Кто же знал, что кипчак-кочевник, отправленный им пятнадцать лет назад с грузом ковров в Китай, станет самым богатым купцом в Афарикенте? И кто бы подумал, что сын этого купца Одыла женится на дочери Халила, а сам Халил окажется женатым на его родной племяннице? Как всё закручено, заверчено! А ещё смотритель афарикентского караван-сарая его зять.… Хоть тот и старик, но очень гордый и злопамятный караван-баши Анвар. Вон своего сына отослал куда-то в кишлак за непонятные грехи и с тех пор ни разу не видел! И это родного сына! Если этот мальчишка Ульмас нравится Анвару, и он считает его своим родственником, тогда как нужно решать спорное дело?
Это не всё. Сыновья Халила, нет, не мальчишки из-за кого он сейчас в глубоком сомнении сидит и не выходит к спорщикам. Это те, что пришли с отцом, взрослые мастера Карим и Саид – вот в ком главная причина его неуверенности! Этих мастеров знают не в одном Афарикенте, их знают в Самарканде и Бухаре. Оттуда приходят заказы на изящные шкатулки, лаухи, ящики, ларчики, сундуки и прочие деревянные поделки! Давным-давно он заказал им для своей жены шкатулку для драгоценностей. Тогда мастера были молодые и брали за работу не так дорого. Сейчас бы судья сто раз подумал, прежде чем заказать им деревянную вещицу, цена неподъёмна даже для него. Заказов у этих мастеров на полгода вперёд. Попробуй обидеть этих кудесников, так богатые любители изящной резьбы от казия мокрого места не оставят!

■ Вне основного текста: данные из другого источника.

PR #228, opened 2019-07-30
Hide modules whose apis have not yet been finalised for 0.7.0

pranaysashank:
Updated Changelog, the benchmarking ops, and the File IO example in README as well

### DIFF
--- a/examples/FileIOExamples.hs
+++ b/examples/FileIOExamples.hs
@@ -1,7 +1,7 @@
 import qualified Streamly.Prelude as S
 import qualified Streamly.Fold as FL
 import qualified Streamly.Mem.Array as A
-import qualified Streamly.FileSystem.Handle as Handle
+import qualified Streamly.FileSystem.File as File
 
 import Data.Char (ord)
 import System.Environment (getArgs)
--- a/examples/FileIOExamples.hs
+++ b/examples/FileIOExamples.hs
@@ -1,7 +1,7 @@
 import qualified Streamly.Prelude as S
 import qualified Streamly.Fold as FL
 import qualified Streamly.Mem.Array as A
-import qualified Streamly.FileSystem.File as File
+import qualified Streamly.FileSystem.Handle as Handle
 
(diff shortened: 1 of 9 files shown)


examples/FileIOExamples.hs
```diff
@@ -1,7 +1,7 @@
 import qualified Streamly.Prelude as S
 import qualified Streamly.Fold as FL
 import qualified Streamly.Mem.Array as A
-import qualified Streamly.FileSystem.File as File
+import qualified Streamly.FileSystem.Handle as Handle
```
harendra-kumar: Why this change? Is this accidental?

pranaysashank: Yes, this is accidental.

examples/FileSinkServer.hs
```diff
@@ -9,21 +9,24 @@ import System.Environment (getArgs)
...
 import qualified Streamly.Network.Server as NS
 import qualified Streamly.Prelude as S
 
+import System.IO (withFile, IOMode(..))
+
 main :: IO ()
 main = do
     file <- fmap head getArgs
-    File.append file
+    withFile file AppendMode
```
harendra-kumar: Where is `withFile` coming from?

pranaysashank: From System.IO

harendra-kumar: Now I see, its right there, my brain just filtered that out because I was expecting it to come from some Streamly module.

harendra-kumar:
This change will render some APIs unusable but visible, because types like `AbsTime` are not available. Should we hide them instead, users will think that they are there but they can't use them?

pranaysashank:
Oh yeah, I forgot about the apis that depend on time. Those apis are cool, I guess we can either use a `Num a` instead of AbsTime (which would make the change to AbsTime a breaking change later) or hide them and ship them later

harendra-kumar:
Let's hide them for now, they can be added later in a minor release as well.

PR #233, opened 2019-08-01
Fix a bug in zipWithM rule that causes effects to run only once.

pranaysashank:
I looked through other rules and as far as I can tell they are safe, these was the only one that needed fixing to run only in Identity.


harendra-kumar:
We can disable the rule entirely for GHC 7.10.3.

pranaysashank:
The Maintaining guide mentions all bug fixes should have a target issue, do I need to create an issue for this?

harendra-kumar:
Ideally, yes. But depends on if you have time to do that.

PR #234, opened 2019-08-01
Documentation, API name/signature changes for 0.7.0

harendra-kumar:


src/Streamly/Fold.hs
```diff
@@ -1665,16 +1694,18 @@ splitSuffixBy' predicate f m =
...
+-- sequence, that way we can avoid the Storable constraint. If we still need
+-- Storable Array for performance, we can use a separate splitOnArray API for
+-- that. We can also have an API where the sequence itself is a lazy stream, so
+-- that we can search files in files for example.
+{-# INLINE splitOnSeq #-}
+splitOnSeq
     :: (IsStream t, MonadIO m, Storable a, Enum a, Eq a)
     => Array a -> Fold m a b -> t m a -> t m b
-splitOn patt f m = D.fromStreamD $ D.splitOn patt f (D.toStreamD m)
+splitOnSeq patt f m = D.fromStreamD $ D.splitOn patt f (D.toStreamD m)
```
pranaysashank: Don't think this is a good name, how about using full sequence instead, `splitOnSequence`

harendra-kumar: It becomes a little longer. The problem may not be that this becomes longer, but the problem is that if we introduce its cousins like `splitOnSuffixSequence` later they become even longer. I am still willing to consider it if the `Seq` prefix sounds less intuitive/confusing, its just trade off with longer name vs more explicit.

src/Streamly/Prelude.hs
```diff
@@ -872,7 +874,7 @@ each = K.fromFoldable
 -- | Read lines from an IO Handle into a stream of Strings.
 --
 -- @since 0.1.0
-{-# DEPRECATED fromHandle "Please use Streamly.FileIO instead." #-}
+{-# DEPRECATED fromHandle "Please use Streamly.FileSystem.Handle instead." #-}
```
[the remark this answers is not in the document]
harendra-kumar: We have to use `decodeChar8` or `decodeChar8Unchecked` and `FL.splitSuffixBy (== '\n') toList` for equivalent functionality. We can mention that in the deprecation message.

src/Streamly/Fold.hs
pranaysashank: Does using a `Splitter` record like the split package, as mentioned in one comment, do away with the long names?

src/Streamly/Mem/Array.hs
```diff
@@ -456,6 +463,10 @@ toArray = toArrayMinChunk (bytesToCount (undefined :: a) (A.mkChunkSize 1024))
 
 -- | Convert a stream of arrays into a stream of their elements.
 --
+-- Same as the following but more efficient:
```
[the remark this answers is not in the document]
harendra-kumar: Can't figure out the difference between the two. It has the "same" effect.

src/Streamly/Fold.hs
harendra-kumar: I am not sure if we will ever implement something like that, it may not be worth the complexity. Just using prefix, infix, suffix style splitting covers a lot of ground, and we may not even want these as we will have other ways, like parser combinators, to achieve custom splitting.

PR #965, opened 2021-07-21
Dropdown, Modal, Popover nesting

### LINKED ISSUE #850: Use much complex solution for Modals, Dropdowns, Popovers

DieselTripleX:
## Description

closes #850

First of all, merged #859 and #880.
1. Added teleport functional for dropdowns and modals to prevent overflowing.
  1.1 Added <attachElement> prop that responsible for teleport destination selector (Default: "body").
  1.2 Added <disableAttachment> prop that disables teleport feature (In rare cases, might be useful).
2. Removed popover component from the project.
3. Fixed select component styling issue, after teleporting dropdown to DOM root.
4. Changed demo's descripition for incoming fixes.

## Types of changes


packages/ui/src/components/vuestic-components/va-modal/VaModal.vue
```diff
@@ -1,82 +1,84 @@
 <template>
```
asvae, line 1: Nested modal doesn't work correctly.

packages/ui/src/components/vuestic-components/va-modal/VaModal.vue
```diff
@@ -92,6 +94,8 @@ import VaIcon from '../va-icon'
 
 class ModalProps {
   modelValue = prop<boolean>({ type: Boolean, default: false })
+  attachElement = prop<string>({ type: String, default: 'body' })
```
asvae, line 97: can we move this to composable file?

asvae:
Feel free to merge with squash after fix.

asvae (approved):

packages/ui/src/components/vuestic-components/va-modal/VaModal.vue
DieselTripleX: 👌 Got it!

m0ksem (changes requested):
Modal can not be closed. It causes an error inside Vue and then breaks vue-i18n.

image

m0ksem:
Remade modals a little bit, nested modals work fine now.

m0ksem:
Docs required here. Also, you don't specify attachment props for VaButtonDropdown and other components that using VaDropdown.

m0ksem:
I think we can provide `attachElement` prop using VaConfig in some rare cases, so we don't need a special prop to pass to VaDropdown. 

I suppose we can make some service that will allow us to pass props to specific child components later.
For example, we can create a config directive
```vue
<va-select ... v-components-config="{ VaDropdown: { 'close-on-click-outside': false } }" />
```

For now solution will be
```vue
<va-config :components="{ VaDropdown: { 'close-on-click-outside': false } }">
  <va-select ... />
</va-config>
```

Anyway passing props to VaDropdown in some components can be a rare case so we can handle it later.

asvae:
Thanks!

PR #976, opened 2021-07-26
Simplify props declaration in docs.

### LINKED ISSUE #972: Simplify props declaration in docs.
image

Too hard doing this 🐵. 

ApiDocs.vue component should be rewritten.

m0ksem:
## Description
closes #972

This PR:
- removes the obligation to write "local" in `api-options.ts` and automatically handles a translation string.
Likely you want to review this commit https://github.com/epicmaxco/vuestic-ui/commit/3ecb2f9848cedf2028d25ae035db6f9e798a3880 instead of all PR.
- removes old api-docs service from the vuestic-ui package.

---
I want to use it while I writing docs for DatePicker. It just speeds up this process.


asvae:
Can we also remove local configs? Not seeing too much value out of deprecation.

asvae:
Why do deprecation when you can just remove `local`?

m0ksem:
After this PR can be a lot of undocumented events shown to users.

image

So we need to check it out.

А с другой стороны мальчишка ударил мастера, это тяжкое преступление! Если каждый ученик начнёт махать руками в ответ на замечание, что тогда будет? И этот мальчишка не просто ударил устода, он свалил его в канаву, и несчастный весь вывалялся в грязи! Именно в таком виде, с нашлёпками глины и безобразными разводами от подсохшей дождевой воды из лужи явился мастер в дом к судье. Конечно, Санджар умолчал о том, что он избил другого мальчишку палкой. Эх, не того он избил. Это же Ульмас, его родной отец стал дервишем, святым человеком, а мать умерла, рожая сына. За такого весь город вступится, помня о его настоящих родителях! Да и приёмные не простые люди…
Казий продолжал горестно размышлять, а рядом с ним на чарпае сидел, потупя взор, мастер Санджар. Лишь сейчас он понял, что натворил. В его сырых мозгах постепенно наступало просветление, а в душу заползал промозглый страх. Его уже не огорчал испачканный халат и хохот подмастерьев. Он думал лишь об этом толстом мальчишке. Мастер ненавидел его так сильно, что от одной мысли о толстячке у него начинался озноб. Сначала Санджар не мог понять, почему ему так ненавистен этот тихий круглолицый бола, но потом уразумел источник своей неприязни.